PR #407, opened 2020-03-20
DATAES-766 - Replace CloseableIterator with SearchHitsIterator in stream operations.

xhaggi:
@mp911de @sothawo mind taking a look.

### DIFF
--- a/src/main/java/org/springframework/data/elasticsearch/core/ScrolledPage.java
+++ b/src/main/java/org/springframework/data/elasticsearch/core/ScrolledPage.java
@@ -2,13 +2,14 @@
 package org.springframework.data.elasticsearch.core;
 
 import org.springframework.data.domain.Page;
-import org.springframework.lang.Nullable;
 
 /**
  * @author Artur Konczak
  * @author Peter-Josef Meisch
  * @author Sascha Woo
+ * @deprecated since 4.0, will be removed in a future version.
  */
+@Deprecated
 public interface ScrolledPage<T> extends Page<T> {
 
 	String getScrollId();
--- a/src/main/java/org/springframework/data/elasticsearch/core/SearchHitSupport.java
+++ b/src/main/java/org/springframework/data/elasticsearch/core/SearchHitSupport.java
@@ -32,6 +32,7 @@ import org.springframework.lang.Nullable;
  * Utility class with helper methods for working with {@link SearchHit}.
  * 
  * @author Peter-Josef Meisch
+ * @author Sascha Woo
  * @since 4.0
  */
 public final class SearchHitSupport {
@@ -95,10 +96,17 @@ public final class SearchHitSupport {
 	 * @param searchHits, must not be {@literal null}.
 	 * @param pageable, must not be {@literal null}.
 	 * @return the created Page
+	 * @deprecated since 4.0, will be removed in a future version.
 	 */
+	@Deprecated
 	public static <T> AggregatedPage<SearchHit<T>> page(SearchHits<T> searchHits, Pageable pageable) {
-		return new AggregatedPageImpl<>(searchHits.getSearchHits(), pageable, searchHits.getTotalHits(),
-				searchHits.getAggregations(), searchHits.getScrollId(), searchHits.getMaxScore());
+		return new AggregatedPageImpl<>( //
+				searchHits.getSearchHits(), //
+				pageable, //
+				searchHits.getTotalHits(), //
+				searchHits.getAggregations(), //
+				null, //
+				searchHits.getMaxScore());
 	}
 
 	public static <T> SearchPage<T> searchPageFor(SearchHits<T> searchHits, @Nullable Pageable pageable) {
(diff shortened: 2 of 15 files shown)


src/main/java/org/springframework/data/elasticsearch/core/SearchHitsIterator.java
```diff
@@ -0,0 +1,34 @@
...
+ * @param <T>
+ * @since 4.0
+ */
+public interface SearchHitsIterator<T> extends CloseableIterator<SearchHit<T>> {
+
+	/**
+	 * @return the number of total hits.
+	 */
+	long getTotalHits();
+}
```
sothawo: what about other information like the total hits relation or the max score (check what's in the `SearchHits` class)?

xhaggi: The scroll methods just return `ScrolledPage` at the moment.

sothawo: wouldn't it make sense to rework the `ScrolledPage` stuff then as well?  
Looking at the rest client (https://github.com/spring-projects/spring-data-elasticsearch/blob/master/src/main/java/org/springframework/data/elasticsearch/core/ElasticsearchRestTemplate.java#L260-L269) the `SearchDocumentResponse` passed into the converter has all the information.

In the mapper (https://github.com/spring-projects/spring-data-elasticsearch/blob/master/src/main/java/org/springframework/data/elasticsearch/core/convert/MappingElasticsearchConverter.java#L141-L168) you see just below the method used to return the deprecated `AggregatedPageImpl` how the `SearchHits`object is built.

So maybe this would be a good chance to clean up the methods here a little bit

xhaggi: Sure, will take a look at it later.

sothawo: btw `SearchHits` already has a property for the scrollid, and `SearchPage` wraps a `SearchHits`. So these eventually can be reused for changing the internal implementation of `StreamQueries`

xhaggi:
@sothawo I'm done with the rewrite. The `ScrolledPage` is now deprecated and could be removed in a future version. `SearchHits<T>` is now an interface and no longer expose a `scrollId`. Therefore I added a second interface `SearchScrollHits<T>` for internal use only, which extends `SearchHits<T>`. The basic implementation are in `SearchHitsImpl`. In this way, the scroll context and scroll ID is completely hidden.

It is best to look at the changes ;)

src/main/java/org/springframework/data/elasticsearch/core/ScrolledPage.java
```diff
@@ -2,13 +2,14 @@
 package org.springframework.data.elasticsearch.core;
 
 import org.springframework.data.domain.Page;
-import org.springframework.lang.Nullable;
 
 /**
  * @author Artur Konczak
  * @author Peter-Josef Meisch
  * @author Sascha Woo
+ * @deprecated will be removed in a future version.
```
sothawo:
```suggestion
 * @deprecated since 4.0, will be removed in a future version.
```

src/main/java/org/springframework/data/elasticsearch/core/SearchHitSupport.java
```diff
@@ -97,8 +98,13 @@ public static Object unwrapSearchHits(Object result) {
 	 * @return the created Page
 	 */
 	public static <T> AggregatedPage<SearchHit<T>> page(SearchHits<T> searchHits, Pageable pageable) {
```
sothawo: Let's deprecate this method as well

src/main/java/org/springframework/data/elasticsearch/core/StreamQueries.java
```diff
@@ -35,25 +36,30 @@
 	/**
 	 * Stream query results using {@link ScrolledPage}.
```
sothawo:
```suggestion
	 * Stream query results using {@link SearchScrollHits}.
```

src/test/java/org/springframework/data/elasticsearch/core/StreamQueriesTest.java
```diff
@@ -36,42 +38,51 @@
...
+				scrollId -> {
+				});
+
+		// then
+		assertThat(iterator.getTotalHits()).isEqualTo(1);
+
+	}
+
+	private SearchScrollHits<String> newSearchScrollHits(List<SearchHit<String>> hits) {
+		return new SearchHitsImpl<String>(1, TotalHitsRelation.EQUAL_TO, 0, "1234", hits, null);
```
sothawo:
```suggestion
		return new SearchHitsImpl<String>(hits.size(), TotalHitsRelation.EQUAL_TO, 0, "1234", hits, null);
```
────────
— Brief —
Reprint exactly the lines above that start at the one with "public static <T> SearchPage<T>" and end at the one with "xhaggi: The scroll", keeping both and adding none.

— Output below —
 	public static <T> SearchPage<T> searchPageFor(SearchHits<T> searchHits, @Nullable Pageable pageable) {
(diff shortened: 2 of 15 files shown)


src/main/java/org/springframework/data/elasticsearch/core/SearchHitsIterator.java
```diff
@@ -0,0 +1,34 @@
...
+ * @param <T>
+ * @since 4.0
+ */
+public interface SearchHitsIterator<T> extends CloseableIterator<SearchHit<T>> {
+
+	/**
+	 * @return the number of total hits.
+	 */
+	long getTotalHits();
+}
```
sothawo: what about other information like the total hits relation or the max score (check what's in the `SearchHits` class)?

xhaggi: The scroll methods just return `ScrolledPage` at the moment.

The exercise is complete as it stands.